Right ventricular pacing increases the risk of heart failure in adults with structural heart disease. The impact of prolonged right ventricular pacing in adults without structural heart disease is not fully characterized and may depend on interactions of pacing with abnormal substrate predisposing to ventricular dysfunction. We assessed the effect of right ventricular pacing in patients who underwent pacemaker implantation for isolated congenital atrioventricular block between 1964 and 2005. To assess for immunologic contribution to cardiac dysfunction, outcomes were compared between patients with (Ab(+)) and without (Ab(-)) antinuclear antibody during adulthood and an age- and sex-matched Olmsted County, Minnesota, population. Of 103 patients (mean+/-SD age, 32+/-19 years), 18 were Ab(+). Long-term survival free of new heart failure after pacemaker implantation in isolated congenital atrioventricular block patients was worse than in the matched population (P<0.001). This difference was attributable to the development of heart failure in 12 Ab(+) patients (67%; P<0.001), without differences between Ab(-) patients (2%) and the matched population (2%; P=0.7).

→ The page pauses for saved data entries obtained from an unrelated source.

PR #1607, opened 2023-02-11
Upgraded Newtonsoft.Json dependency.

kuzminrobin:
**Multi-repo PR:**
[Q#C](https://github.com/microsoft/qsharp-compiler/pull/1607), [Q#RT](https://github.com/microsoft/qsharp-runtime/pull/1128), [iQ#](https://github.com/microsoft/iqsharp/pull/770), [Katas](https://github.com/microsoft/QuantumKatas/pull/873), [QLib](https://github.com/microsoft/QuantumLibraries/pull/657), [Q](https://github.com/microsoft/Quantum/pull/781), [Q-NC](https://github.com/microsoft/Quantum-NC/pull/85), private repo, QDK.
DevOps items 48477, 48480, 48478.


ScottCarda-MS (approved):

src/QsCompiler/TestProjects/test10/Driver.cs
```diff
@@ -1,13 +0,0 @@
...
-namespace test3
-{
-    class Driver
-    {
-        static void Main(string[] args)
-        {
-
-        }
-    }
-}
```
billti, line 13: Is this file intentionally deleted as part of the version changes?

src/QsCompiler/TestProjects/test11/test11.csproj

Compared with baseline, at last follow-up, left ventricular ejection fraction did not decline in Ab(-) (53+/-9% to 57+/-12%) but decreased in Ab(+)(52+/-10% to 38+/-12%; P=0.03) patients. Survival was similar in Ab(-) patients and the Minnesota population (98%; P=0.7) but worse in Ab(+) patients (79%; P<0.01). The natural history of patients with isolated congenital atrioventricular block who require pacing depends upon their antibody status. Antinuclear antibody status was a predictor for the development of heart failure and death. Long-term right ventricular pacing alone does not appear to be associated with development of heart failure, deterioration in ventricular function, or reduced survival in Ab(-) isolated congenital atrioventricular block patients.